Elle montra du doigt un petit coffret. Mauzzag l’ouvrit. Ses yeux s’illuminèrent.



-       Tant que ça ?


-       Oui.


-       Mais alors… Je suis riche ?


-       Je n’irais pas jusque-là, mais tu as de quoi te bâtir un nouveau commerce et prospérer largement. Et ce n’est pas tout. Quand tu arriveras à Hurlevent, toi et ta famille partirez pour Nagrand.


-       Comment ?


-       Le commandant Beaurandal s’est occupé de tout. Il a déjà payé le voyage. Ta femme lui a dit à quel point ce tableau t’avait donné envie d’y aller. À Hurlevent, un mage vous téléportera à Shattrath, et une petite carriole vous y attendra pour vous mener à Nagrand. Vous pourrez y rester quelques mois, et puis tu iras où tu voudras. Baie-Du-Butin, Gadgetzan, Orgrimmar…


-       Et qu’est-ce que tu vas faire, toi ?


-       Je vais en Norfendre. Pendar m’y attend déjà. Tout le monde y va, et cette fois-ci j’ai bien l’intention de faire partie de l’aventure jusqu’au bout. Les premières descriptions du continent glacé sont déjà sorties. Je viens de recevoir la première partie du nouveau récit d’exploration de Meldazor. Regarde.

Elle alla ouvrir un petit caisson posé près du mur et en sortit quelques feuillets. Mauzzag lut le titre :



Survivre dans le froid de la toundra : ethnologie des Kalu’aks, le peuple des banquises


 

Le bateau leva l’ancre et prit le large. Mauzzag et Otilia montèrent sur le pont et marchèrent jusqu’à l’avant du navire.



-       Et Oruk ? demanda Mauzzag quand ils furent sur la proue.

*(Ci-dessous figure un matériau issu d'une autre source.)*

PR #5090, opened 2021-10-08
EVG-14930 Fetch unmatching commits 

khelif96:
[EVG-14930](https://jira.mongodb.org/browse/EVG-14930)

### Description 
This works the same way as https://github.com/evergreen-ci/evergreen/pull/5038 But is a little more refined and less error prone.
We will stop fetching mainline commits after we have searched 300 commits. To prevent endlessly checking the versions collections

### Testing 
I wrote some programmatic graphql tests. Instead of the static comparison based ones we use elsewhere

### DIFF
--- a/graphql/resolvers.go
+++ b/graphql/resolvers.go
@@ -3294,7 +3294,7 @@ func (r *queryResolver) MainlineCommits(ctx context.Context, options MainlineCom
 				shouldCollapse = true
 			}
 		}
-		// If a version matches our filter critera we append it directly to our returned list of mainlineCommits
+		// If a version matches our filter criteria we append it directly to our returned list of mainlineCommits
 		if !shouldCollapse {
 			matchingVersionCount++
 			mainlineCommits.NextPageOrderNumber = utility.ToIntPtr(v.RevisionOrderNumber)
--- a/graphql/resolvers.go
+++ b/graphql/resolvers.go
@@ -3222,31 +3222,17 @@ func (r *queryResolver) MainlineCommits(ctx context.Context, options MainlineCom
 		limit = utility.FromIntPtr(options.Limit)
 	}
 	opts := model.MainlineCommitVersionOptions{
-		Activated:       true,
 		Limit:           limit,
 		SkipOrderNumber: utility.FromIntPtr(options.SkipOrderNumber),
 	}
 
-	activatedVersions, err := model.GetMainlineCommitVersionsWithOptions(projectId, opts)
+	versions, err := model.GetMainlineCommitVersionsWithOptions(projectId, opts)
 	if err != nil {
 		return nil, ResourceNotFound.Send(ctx, fmt.Sprintf("Error getting activated versions: %s", err.Error()))
 	}
 
-	opts = model.MainlineCommitVersionOptions{
-		Activated:       false,
-		SkipOrderNumber: utility.FromIntPtr(options.SkipOrderNumber),
-	}
-	unactivatedVersions, err := model.GetMainlineCommitVersionsWithOptions(projectId, opts)
-	if err != nil {
-		return nil, ResourceNotFound.Send(ctx, fmt.Sprintf("Error getting unactivated versions: %s", err.Error()))
-	}
-
-	versions := append(activatedVersions, unactivatedVersions...)
-	sort.Slice(versions, func(i, j int) bool {
-		return versions[i].RevisionOrderNumber > versions[j].RevisionOrderNumber
-	})
 	var mainlineCommits MainlineCommits
-	activatedVersionCount := 0
+	matchingVersionCount := 0
 
 	// We only want to return the PrevPageOrderNumber if a user is not on the first page
 	if options.SkipOrderNumber != nil {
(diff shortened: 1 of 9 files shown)


graphql/resolvers.go
```diff
@@ -3266,10 +3252,23 @@ func (r *queryResolver) MainlineCommits(ctx context.Context, options MainlineCom
...
+	for matchingVersionCount < limit {
+		// If we no longer have any more versions to check break out and return what we have
+		if index >= len(versions) {
 			break
 		}
+		// If we have checked more versions then the MaxMainlineCommitVersionLimit then break out and return what we have
+		if versionsCheckedCount >= model.MaxMainlineCommitVersionLimit {
+			// Return an error if we did not find any versions that match
+			if matchingVersionCount == 0 {
+				return nil, ResourceNotFound.Send(ctx, fmt.Sprintf("Error getting activated versions: exceeded max limit of %d versions", model.MaxMainlineCommitVersionLimit))
```
ablack12, line 3266: This error won't really make sense to users. Maybe "matching version not found in %d most recent versions" ? But also I think this case would get caught by 3259, right? If versions is empty even the first loop we'd break at 3259.

graphql/resolvers.go
```diff
@@ -3284,10 +3283,26 @@ func (r *queryResolver) MainlineCommits(ctx context.Context, options MainlineCom
 			}
 		}
 		mainlineCommitVersion := MainlineCommitVersion{}
-
+		shouldCollapse := false
+		if !utility.FromBoolPtr(v.Activated) {
+			shouldCollapse = true
+		} else if buildVariantOptions != nil && (len(buildVariantOptions.Tasks) > 0 || len(buildVariantOptions.Variants) > 0 || len(buildVariantOptions.Statuses) > 0) {
```
ablack12, line 3289: Can we have HasMatchingTasks handle this (since it's implicitly true that it does if we aren't filtering)? Or at least make a buildVariantOptions helper method for this, like IsPopulated()

graphql/resolvers.go
```diff
@@ -3284,10 +3283,26 @@ func (r *queryResolver) MainlineCommits(ctx context.Context, options MainlineCom
...
+			}
+			hasTasks, err := task.HasMatchingTasks(v.Id, opts)
+			if err != nil {
+				return nil, InternalServerError.Send(ctx, fmt.Sprintf("Error checking if version has tasks: %s", err.Error()))
+			}
+			if !hasTasks {
+				shouldCollapse = true
+			}
+		}
 		// If a version is activated we append it directly to our returned list of mainlineCommits
```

-       Il va bien. Je crois qu’il a prévu une nouvelle expédition dans la jungle avec Kebok.


-       J’espère qu’il fera attention aux fourmis, cette fois. Pendar s’est tiré de l’Hiver Rouge sans blessure ?


-       Oui. Ah, et au fait, il t’a laissé l’adresse d’un de ses amis gnomes. Tu peux le contacter de sa part pour affaires. Enfin, tu n’en as plus vraiment besoin, avec le pactole que tu as.

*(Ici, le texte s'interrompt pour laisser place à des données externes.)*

PR #5115, opened 2021-10-20
EVG-15440 Log Graphql panics and errors to Splunk

khelif96:
[EVG-15440](https://jira.mongodb.org/browse/EVG-15440)

### Description 
We were never logging any errors or panics to splunk for our graphql routes. Like we do for our rest routes. Which has made it difficult to debug issues.

### DIFF
--- a/graphql/resolvers.go
+++ b/graphql/resolvers.go
@@ -2649,7 +2649,6 @@ func (r *mutationResolver) SaveSubscription(ctx context.Context, subscription re
 		if t == nil {
 			return false, ResourceNotFound.Send(ctx, fmt.Sprintf("cannot find task with id %s", id))
 		}
-		break
 	case "build":
 		b, buildErr := r.sc.FindBuildById(id)
 		if buildErr != nil {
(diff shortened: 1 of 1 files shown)


bynn (approved):

graphql/errors.go
```diff
@@ -33,13 +35,20 @@ func (err GqlError) Send(ctx context.Context, message string) *gqlerror.Error {
...
 	default:
-		return gqlerror.ErrorPathf(graphql.GetResolverContext(ctx).Path(), message)
+		return gqlerror.ErrorPathf(graphql.GetFieldContext(ctx).Path(), message)
 	}
 }
 
-func formError(ctx context.Context, message string, code GqlError) *gqlerror.Error {
+func formError(ctx context.Context, msg string, code GqlError) *gqlerror.Error {
+	queryPath := graphql.GetFieldContext(ctx).Path()
+	grip.Warning(message.Fields{
```
ablack12, line 44: This is a lower level than error, if that's what you're going for.

graphql/http_handler.go
```diff
@@ -30,5 +31,18 @@ func Handler(apiURL string) func(w http.ResponseWriter, r *http.Request) {
 		})
 		return errors.New("internal server error")
 	})
+
+	srv.SetErrorPresenter(func(ctx context.Context, err error) *gqlerror.Error {
+		fieldCtx := graphql.GetFieldContext(ctx)
+		queryPath := fieldCtx.Path()
+		args := fieldCtx.Args
+		grip.Error(message.Fields{
```
ablack12, line 39: In this case we can use message.WrapError() to wrap the error rather than setting it as "message" which would give us stack trace / other information if available.

PR #5116, opened 2021-10-20
EVG-15219 Add sections on project page to configure plugins

hadjri:
[EVG-15219](https://jira.mongodb.org/browse/EVG-15219)

### Description 

### Testing 

### DIFF
--- a/service/templates/projects.html
+++ b/service/templates/projects.html
@@ -999,6 +999,85 @@ Evergreen Projects
             </div>
           </div>
         </div>
+        <div id="plugin-info">
+          <div class="h3">Performance Plugin</div>
+          <div class="form-group">
+            <div class="col-lg-4 col-header">
+              <label class="control-label">Enabled&nbsp;&nbsp;
+                <input type="checkbox" name="perf_enabled" ng-model="settingsFormData.perf_enabled"/>
+              </label>
+              <div class="muted small">When checked, performance plugin will be enabled.</div>
+            </div>
+          </div>
+          <div class="h3">Build Baron Plugin</div>
+          <div class="form-group">
+            <div class="col-lg-4"> <label class="control-label"> Ticket create project </label> </div>
+          </div>
+          <div class="form-group">
+            <div class="col-lg-4">
+              <input class="form-control" type="text" ng-model="settingsFormData.build_baron_settings.ticket_create_project" placeholder="Ticket create project">
+            </div>
+          </div>
+          <div class="form-group">
+            <div class="col-lg-4"> <label class="control-label"> Ticket search project </label> </div>
+          </div>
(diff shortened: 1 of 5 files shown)


malikchaya2 (commented):
This looks great! 

Right now, someone can add both a webhook and ticket search project, and press save. We don't want to let them do that. If they fill out one, we should disable the other. Or we should at least show an error and not let them press save.

service/templates/projects.html
```diff
@@ -999,6 +999,85 @@ <h3>Virtual Workstations Commands</h3>
...
+          <div class="form-group">
+            <div class="col-lg-4"> <label class="control-label"> Ticket create project </label> </div>
+          </div>
+          <div class="form-group">
+            <div class="col-lg-4">
+              <input class="form-control" type="text" ng-model="settingsFormData.build_baron_settings.ticket_create_project" placeholder="Ticket create project">
+            </div>
+          </div>
+          <div class="form-group">
+            <div class="col-lg-4"> <label class="control-label"> Ticket search project </label> </div>
```
ablack12, line 1022: Now that we're showing this somewhere where non-admins can see it and won't understand it, I think maybe it's time to change this to something more helpful 😅  maybe "Project to Create Tickets In" / "Projects to Search"? Should also use proper capitalization for headings

service/templates/projects.html
```diff
@@ -999,6 +999,85 @@ <h3>Virtual Workstations Commands</h3>
...
+              <input class="form-control" ng-model="jira_display_text" type="text" placeholder="display text">
+            </div>
+            <div class="col-lg-2">
+              <button class="plus-button btn btn-primary" ng-disabled="!(jira_field) || !(jira_display_text)" type="button" ng-click="addJiraField()">
+                <i class="fa fa-plus"></i>
+              </button>
+            </div>
+          </div>
+          <div class="form-group">
+            <div class="col-lg-4"> <label class="control-label"> Webhook </label> </div>
```
ablack12, line 1070: I think we should put a small description under this but I'm not actually sure what it would be; @malikchaya2 any suggestions?

malikchaya2: That's a good idea. 
Maybe something like: 

To use a custom setup for creating build failure tickets, specify a webhook endpoint and secret.

hadjri:
> This looks great!
> 
> Right now, someone can add both a webhook and ticket create project, and press save. We don't want to let them do that. If they fill out one, we should disable the other. Or we should at least show an error and not let them press save. Or at the very least show an error on save and not save it on the backend.
> 
> Also: should we let people specify a ticket search project if they are not also specifying a ticket create project?

That makes sense, made the change to disable webhook inputs if build baron configs are set, and vice versa.  Also yes, we should not let people submit ticket search project without a ticket create project.  Save changes button is now disabled unless both or neither are defined.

-       Ah, intéressant ! Je ne manquerai pas de lui écrire. Je remarque une fois de plus que tu n’as pas l’air d’avoir le mal de mer.


-       En effet. Je crois que cela a disparu pour de bon. Depuis dix ans, je répète inlassablement que je hais la mer. Pendant l’Hiver Rouge, je l’ai encore dit à Firallon… et pour la première fois, je ne le pensais pas.

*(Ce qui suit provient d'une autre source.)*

PR #5117, opened 2021-10-21
EVG-15531 Group the list of Projects a user can view by their repo id

malikchaya2:
[EVG-15531](https://jira.mongodb.org/browse/EVG-15531)

### Description 
This groups an array of projects by the Repo they are part of. This is needed by the UI so that it can show projects in a grouped fashion on the menu.

### Testing 
Added a test.

### DIFF
--- a/model/project_ref_test.go
+++ b/model/project_ref_test.go
@@ -779,6 +779,13 @@ func TestGroupProjectsByRepo(t *testing.T) {
 
 	assert.Equal(2, len(groupedProjects["gimlet"]))
 	assert.Equal(3, len(groupedProjects["mongo"]))
+
+	assert.Equal("projectB", groupedProjects["mongo"][0].Id)
+	assert.Equal("projectC", groupedProjects["mongo"][1].Id)
+	assert.Equal("projectD", groupedProjects["mongo"][2].Id)
+
+	assert.Equal("projectE", groupedProjects["gimlet"][0].Id)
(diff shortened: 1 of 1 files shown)


rest/data/project.go
```diff
@@ -96,6 +96,16 @@ func (sc *DBProjectConnector) VerifyUniqueProject(name string) error {
 	return nil
 }
 
+// GroupProjectsByRepo takes in an array of projects and groups them in a map based on the repo they are part of
+func (sc *DBProjectConnector) GroupProjectsByRepo(projects []model.ProjectRef) map[string][]model.ProjectRef {
```
ablack12, line 100: Because this function doesn't actually use the database, it shouldn't be a connector function at all. I would either do this work directly in the resolver, do the project fetching here, or add it as a regular model/project_ref.go function.

rest/data/project.go
```diff
@@ -96,6 +96,16 @@ func (sc *DBProjectConnector) VerifyUniqueProject(name string) error {
...
+	groupedProject := make(map[string][]model.ProjectRef)
+	for _, project := range projects {
+		repoProjects := groupedProject[project.Repo]
```
ablack12, line 103: Theoretically there can be multiple repos with the same name; it's the owner/repo pair that's guaranteed to be unique, or the RepoRefId (This may be better because we don't want to group projects that aren't defaulting to repo; it implies that they have a connection to each other where they do not).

Elle s’avança et s’appuya sur la rambarde pour avoir une meilleure vue vers l’horizon.



-       Tu avais raison, ajouta-t-elle après un long moment. L’horizon, depuis un bateau, c’est ce qu’il y a de plus beau. J’ai hâte d’arriver en Norfendre, mais je profiterai de chaque instant du voyage.


-       Quand tu reviendras couverte de gloire, n’hésite pas à faire un tour dans ma boutique. Et si tu m’apportes quelques objets du grand Nord pour enrichir mon étal, ce ne sera pas de refus…



Ils continuèrent à discuter ainsi, bercés par les vagues et le cri des mouettes, appuyés sur la rambarde en admirant les flots qui poussaient tranquillement le navire vers l’avant, tandis que disparaissaient à l’arrière les formes lointaines de Baie-Du-Butin.